The Mudcat Café TM
Thread #31127   Message #403328
Posted By: Amos
21-Feb-01 - 08:39 PM
Thread Name: BS: &Help- Writers-what space is best for U?
Subject: RE: BS: &Help- Writers-what space is best for U?
The issue is the focal plane. Louis L'Amour knew this, and regardless of opinions about the altitude of his writing, he was prolific and turned out tight plots and bright colorful characters. He said that given a typewriter he could write in the middle of Holloywood Boulevard. Steven King described the transition zone that occurs when a writers focus meets the page; the attention burns a passage and the writer finds himself dropped whole through a reality-gate and into the universe of the page.

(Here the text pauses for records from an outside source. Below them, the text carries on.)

Issue #87, opened 2018-12-18
Remove async functionality from YourFeed


agazso:
Sometimes I see unfinished Promise errors coming from YourFeed. It may come from legacy/unused code doing offline network detection, updating the elapsed time in posts etc.

PR #99, opened 2018-12-30
Refactor your feed

vujevits:
[WIP]
- needs more manual testing
- some tests
- merge https://github.com/agazso/postmodern/pull/90 first


src/components/Card.tsx
```diff
@@ -0,0 +1,333 @@
...
+    togglePostSelection: (post: Post) => void;
+    openPost: (post: Post) => void;
+    onDeleteConfirmation: (post: Post) => void;
+    onSharePost: (post: Post) => void;
+    navigate: (view: string, {}) => void;
+}
+
+export const Card = (props: CardProps) => {
+    if (props.post.images.length === 0) {
+        return <CardWithText {...props}/>;
```
agazso: This is not necessary, the else branch renders the same when there are no images and without CardWithText there is no code duplication.

src/components/Card.tsx
```diff
@@ -0,0 +1,333 @@
...
+                        : <ActionIcon name={shareIconName}/>
+                    }
+                </TouchableView>
+            </View>
+        );
+    }
+    return <View/>;
+};
+
+const renderCardTopIcon = (post: Post) => {
```
agazso: This could be a component too

src/components/ErrorBoundary.tsx
```diff
@@ -0,0 +1,22 @@
...
+export class ErrorBoundary extends React.Component<{}, { hasError: boolean }> {
+    public static getDerivedStateFromError(error) {
+        // Update state so the next render will show the fallback UI.
+        return { hasError: true };
+    }
+
+    public state = { hasError: false };
+
+    public componentDidCatch(error, info) {
+        console.log(error, info);
```
agazso: We should use Debug.log everywhere

src/components/ErrorBoundary.tsx
```diff
@@ -0,0 +1,22 @@
...
+    }
+
+    public render() {
+        if (this.state.hasError) {
+            return <Text>Something went wrong.</Text>;
```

Like any universeinto which one drops, it may be still, dull, riotous, harmonious, coherent, fractal and dissipative, black and impenetrable, flat and routine, or scintillating and colored with discoveries. You start from where you land, and proceed toward where you mean to go.

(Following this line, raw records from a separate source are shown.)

PR #108, opened 2019-01-04
Redux migration for versioned store

agazso:
This has some issues right now:
- Because we are using immutable-js version 3.X, the Typescript typings are not correct and for example the argument of the function passed to `map()` is always optional, and that makes it hard to write simple expressions to replace `List`s. Instead we have to use `toArray()` and then convert back the whole thing to immutable `List`. This bug will be fixed in immutable-js version 4.X, but currently it's at RC version for almost a year now, so the development is not too active.
- It's not completely type-safe, because it casts the state parameter to the AppState which has already the new version we want to convert to. It's not trivial to make it completely type-safe, because that would require us to version all the different types as well and that does not seem sustainable.


src/reducers/migration.ts
```diff
@@ -0,0 +1,23 @@
...
+import { Debug } from '../Debug';
+import { AppState } from '.';
+import { Feed } from '../models/Feed';
+
+const migrateUnversionedToVersion0 = (state: PersistedState): AppState => {
+    Debug.log('Migrate unversioned to version 0');
+    const appState = state as AppState;
+    const version0AppState = {
+        ...appState,
+        feeds: List<Feed>(appState.feeds.toArray().map(feed => ({
```
vujevits: I've read the description in the PR, but don't really get what the issue is. Is there an actual bug - we cannot use map on Immutable.List, or is it just an error in the d.ts file? If the latter, maybe we should monkey patch it in a post install script.

agazso: Unfortunately there are other problems with the type definitions and the immutable library itself. `map` returns an `Iterable` type that needs to be converted to a list (with `toList()`) but then the types are again wrong.

I will leave this as is for now.

Issue #106, opened 2019-01-04
Backup and restore data


agazso:
Idea: store the data encrypted with password on swarm with a link that can be shared.
Problems: Swarm encryption can only be used securely with light node, but not with gateway, so this has to be done after light node is integrated.

Idea: use a One Time Pad to encrypt the data, maybe with using additional encryption.
Problems: we will two links, one to the actual encrypted data and an other one to the OTP. Also this requires to store twice the size of the actual data on Swarm.

vujevits:
What data do you mean here? Your not shared private/personal, - at the moment offline - posts? If we are planning to upload everything, isn't it simpler to have a specific feed which only you have access to, and then the only thing you have to backup, is your private key.

PR #111, opened 2019-01-10
Backup & restore

agazso:
Basic backup & restore functionality, hidden in the debug menu at the moment.

The idea is to use the serialized state that is stored in LocalStorage then:
- encode it in UTF-8
- encrypt it with NaCL (XSalsa20+Poly1305) with the SHA3 of the user-provided password
- then encode it in base64
- finally wrap it with a header and footer

The resulting data can be shared with the OS provided apps. To restore the backup do the inverse of each step in a reversed order. 

Ideas to make it better:
- Use the privateKey (or something equivalent like mnemonics) as a password when encrypting. This has the advantage, that the user is advised to somehow guard this information, but the UX of remembering 256 bit information is a bit cumbersome. I experimented with mnemonics, and it's possible to store the entropy that is required to generate the privateKey in 192 bits, but that's still 18 english words to remember in the correct order.
- Store data on Swarm, make the whole backup process automatic. For this we should not trust the users to provide a password, because then their whole data can become accessible for unauthorised parties if they brute force or guess the weak password. At this moment I think the best would be to use a One Time Pad encryption with an additional backup password. See the discussion here: https://github.com/agazso/postmodern/issues/106


src/BackupRestore.ts
```diff
@@ -0,0 +1,56 @@
...
+    const encryptedData = nacl.secret_box.formatWN.pack(dataUint8Array, secureRandomUint8Array, secretUint8Array);
+    const encryptedDataBase64 = base64.encode(encryptedData);
+    const backupText = wrapWithHeaderAndFooter(encryptedDataBase64);
+    return backupText;
+};
+
+export const restoreBackupToString = async (backupText: string, secretHex: string): Promise<string> => {
+    const encryptedDataBase64 = stripHeaderAndFooter(backupText);
+    const secretUint8Array = new Uint8Array(keccak256.array(hexToByteArray(secretHex)));
+    const encryptedBytes = new Uint8Array(base64.decode(encryptedDataBase64));
```
vujevits: shouldn't base64.decode come after stripHeaderAndFooter?

agazso: No, the header and footer is non-binary data that is useful to provide human readable information about the backup. For example we provide a version field that the app can use to decide if it is able to open the backup or not. With this it's possible to change for example the encoding to base85 or something else in a later version and it will be easy to handle that change from the code.

I used a similar model that PGP uses for encrypting emails, see https://pitt.edu/%7Epoole/PGP.htm#step8

vujevits: that's not what I meant, that is clear. I'm sure you tried it and works, but seemingly the order is not the reverse of the other function (the penultimate step is encode, so here the second step should be decode)

agazso: The second step here is to process to passed in hex secret string for passing it to the encryption and decryption function, which is the same in both cases. It is not strictly part of the encryption process, however it's necessary to do it to get the code work. This could be potentially the zeroth step.

vujevits: oh I see it now, 👍

PR #465, opened 2026-08-22
CI unhang, the #449 out of bounds write, and the range command

1rhino2:
#460, #463 and #464 in one branch so it is one merge instead of three. Nothing new here, same commits, plus the one line in test/Makefile.am where #463 and #464 both added a test.

What is in it:

CI first, because main's CI is currently dead. A step with no timeout burned six hours before someone cancelled it, and `apt upgrade` in the setup action is what wedges. Timeout capped at 30 minutes, upgrade dropped, apt retries added.

The #449 crash. Real out of bounds write in sm_peekdata, not a packaging problem. A short read leaves a partial chunk in peekbuf.size, the head shift only moves whole chunks, so the room it frees is short by that remainder and the following read is set up to write past the end of the array. Up to 2045 bytes on a full length request. Asan on main, running the test that comes with this:

```
ERROR: AddressSanitizer: global-buffer-overflow
WRITE of size 2048 ... in sm_peekdata
0 bytes after global variable 'peekbuf' defined in 'ptrace.c' of size 67608
```

Only reachable when the mapping is absent on one read and back on the next, so a stopped target never sees it. Attaching stops the main thread only, a game's other threads carry on.

`range <start> <end>` for #429 and #322, crops the regions list to an address window so a scan does not have to read the whole address space. Splitting a 64k window in half accounts for every match the whole window finds, 32765 + 32768 = 65533, the three missing being the ints straddling the split.

Both new tests fail when the thing they cover is broken on purpose, so they are not vacuous. valgrind clean over the range paths. `sudo make check` exits 0 here, po/ check included.

### DIFF
--- a/.github/actions/linux-setup/action.yml
+++ b/.github/actions/linux-setup/action.yml
@@ -4,15 +4,17 @@ description: Set up the Linux VM
 runs:
   using: 'composite'
   steps:
-    # Update packages
-    - run: sudo apt --assume-yes update
+    # Update packages. Retries because a mirror hiccup here used to wedge the
+    # whole run, and noninteractive so nothing can sit waiting on a prompt.
+    - run: sudo apt-get -o Acquire::Retries=3 --assume-yes update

But the key to admission is the ability to place attention on that focal plane and place the intention-in-full of your highest self there, as well; then the paper vaporizes and the far horizons emerge from the mists of transition. Or so it seems to me.

You can tend the environment to make it conducive, and tend the ergonomics so your body isn't always wincing and pullling you back out. You can clear your plate of other obligations so your mind can relax and let you go off without interrupting you. You can send the kids away and lock up your spouse and mail your dog to Juneau in order to have the space you want. Or you can do none of these things; and if your care for the focal plane is done right, it will not matter. You will write.